Drainage of tears: impact on the ocular surface and lacrimal system.

The human efferent tear ducts are part of the lacrimal system. Because little knowledge exists concerning the physiology of the nasolacrimal system, and hence its patho- physiology, the nasolacrimal system has received almost no consideration as a possible factor in dry eye. The human nasolacrimal ducts consist of the upper and the lower lacrimal canaliculus, the lacrimal sac, and the nasolacrimal duct. As a draining and secretory system, the efferent tear ducts play a role in tear transport and nonspecific immune defense. Moreover, components of tear fluid are absorbed in the nasolacrimal passage and are transported into a surrounding vascular system. This system is similar to a cavernous body that is subject to autonomic control and regulates tear outflow. Tear duct-associated lymphoid tissue (TALT) is present in the efferent tear ducts, displaying the cytomorphological and immunophenotypic features of mucosa-associated lymphoid tissue (MALT). Under normal conditions, tear fluid components are constantly absorbed into the blood vessels of the surrounding cavernous body. These vessels are connected to the blood vessels of the outer eye and could act as a feedback signal for tear fluid production, which ceases if these tear components are not absorbed. In this way, dry eye could be initiated. Defective stimulation of TALT could result in abnormal immune deviation at the ocular surface, leading to an autoimmunological response that causes dry eye pathology.

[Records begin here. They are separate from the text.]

PR #98, opened 2024-07-26
fix: share shouldn't validate namespace versions

cmwaters:
Whilst updating `celestia-app`, I realised that we falsely verify the namespace of the shares using the criteria that it must be a "usable namespace". This validation shouldn't be here because the protocol uses arbitrary namespaces when erasure coding. This resolves the problem

### DIFF
--- a/share/namespace.go
+++ b/share/namespace.go
@@ -94,7 +94,7 @@ func (n Namespace) ID() []byte {
 
 // ValidateUserNamespace returns an error if the provided version is not
 // supported or the provided id does not meet the requirements
-// for the provided version. This should be user for validating
+// for the provided version. This should be used for validating
 // user specified namespaces
 func ValidateUserNamespace(version uint8, id []byte) error {
 	err := validateVersionSupported(version)
--- a/share/namespace.go
+++ b/share/namespace.go
@@ -9,9 +9,10 @@ type Namespace struct {
 	data []byte
 }
 
-// NewNamespace returns a new namespace with the provided version and id.
+// NewNamespace validates the provided version and id and returns a new namespace.
+// This should be used for user specified namespaces.
 func NewNamespace(version uint8, id []byte) (Namespace, error) {
-	if err := validate(version, id); err != nil {
+	if err := IsValidNamespace(version, id); err != nil {
 		return Namespace{}, err
 	}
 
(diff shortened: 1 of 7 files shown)


ninabarbakadze (dismissed):

share/namespace.go
```diff
@@ -90,7 +92,11 @@ func (n Namespace) ID() []byte {
 	return n.data[NamespaceVersionSize:]
 }
 
-func validate(version uint8, id []byte) error {
+// IsValidNamespace returns an error if the provided version is not
+// supported or the provided id does not meet the requirements
+// for the provided version. This should be user for validating
+// user specified namespaces
+func IsValidNamespace(version uint8, id []byte) error {
```
cristaloleg, line 99: My 2c: `IsXXX` or `IsValidXXX` functions mostly returns `bool`, but when the returned param is `error` `ValidateXXX` is more common.

cmwaters: Fair point

evan-forbes:
> This validation shouldn't be here because the protocol uses arbitrary namespaces when erasure coding.

how was this avoided before? is getting rid of this check consensus breaking?

share/namespace.go
cristaloleg: Not sure do we need `User` in the func name. I might missing some context, so feel free to resolve the comment.

cmwaters:
> how was this avoided before? is getting rid of this check consensus breaking?

We didn't do it before. It's in the constructor. I added it in because I thought it should be there but it shouldn't

rach-id (commented):
> This validation shouldn't be here because the protocol uses arbitrary namespaces when erasure coding. This resolves the problem

what do you mean by arbitrary namespaces?

cmwaters:
> what do you mean by arbitrary namespaces?

When it erasure codes the share, we get erasure coded namespaces which make use any version and has no restrictions

share/namespace.go
```diff
@@ -90,7 +92,11 @@ func (n Namespace) ID() []byte {
 	return n.data[NamespaceVersionSize:]
 }
 
-func validate(version uint8, id []byte) error {
+// ValidateUserNamespace returns an error if the provided version is not
+// supported or the provided id does not meet the requirements
+// for the provided version. This should be user for validating
```
rootulp, line 97:
```suggestion
// for the provided version. This should be used for validating
```

share/share.go
```diff
@@ -54,7 +55,7 @@ func (s *Share) Version() uint8 {
 }
 
 // DoesSupportVersions checks if the share version is supported
```
rootulp, line 57:
```suggestion
// doesSupportVersions checks if the share version is supported
```

rootulp (dismissed):

rootulp (approved):

ninabarbakadze (approved):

Loss of tear duct-associated lymphoid tissue in association with the scarring of symptomatic dacryostenosis.

OBJECTIVE: To determine whether organized mucosa-associated lymphoid tissue (MALT) is a normal component of the human efferent tear ducts or is acquired in reaction to chronic inflammation. DESIGN: Nonrandomized comparative (cadaver controlled) study with histopathologic correlations. MATERIALS: Tissue specimens from nasolacrimal ducts of 38 patients undergoing endonasal dacryocystorhinostomy in postinflammatory dacryostenosis with signs of chronic inflammation were analyzed using histologic examination and immunohistochemical studies. Only tissue specimens revealing proliferative sclerotic forms of chronic fibrosis were chosen for the study. Eighty specimens from the lacrimal systems of body donors served as controls. TESTING: Tissue specimens from each lacrimal system were prepared and processed with paraffin, sectioned, stained using different histologic methods with an array of specific antibodies, and examined by light microscopy. MAIN OUTCOME PARAMETERS: The distribution of intraepithelial and subepithelial defense cells was analyzed to identify plasma cells, secretory immunoglobulins, lymphocytes, dendritic cells, and organized mucosa-associated lymphoid tissue. RESULTS: The presence of secretory immunoglobulin A was demonstrated in subepithelial plasma cells and in the cytoplasm of apical epithelial cells in both chronically inflamed and healthy lacrimal systems. In more than one third of cases from body donors, but in only a few biopsy specimens from patients, organized lymphoid tissue was found with the cytomorphologic and immunophenotypical features of MALT. All other cases showed a diffuse infiltrate of defense cells within the lamina propria. CONCLUSIONS: The development of tear duct-associated lymphoid tissue (TALT) is a common feature that is often found in symptomatically normal nasolacrimal ducts. Because TALT seems to be lost associated with the scarring of symptomatic dacryostenosis, it is unlikely that the presence per se of TALT leads to scarring. Future studies are needed to explain the development of TALT.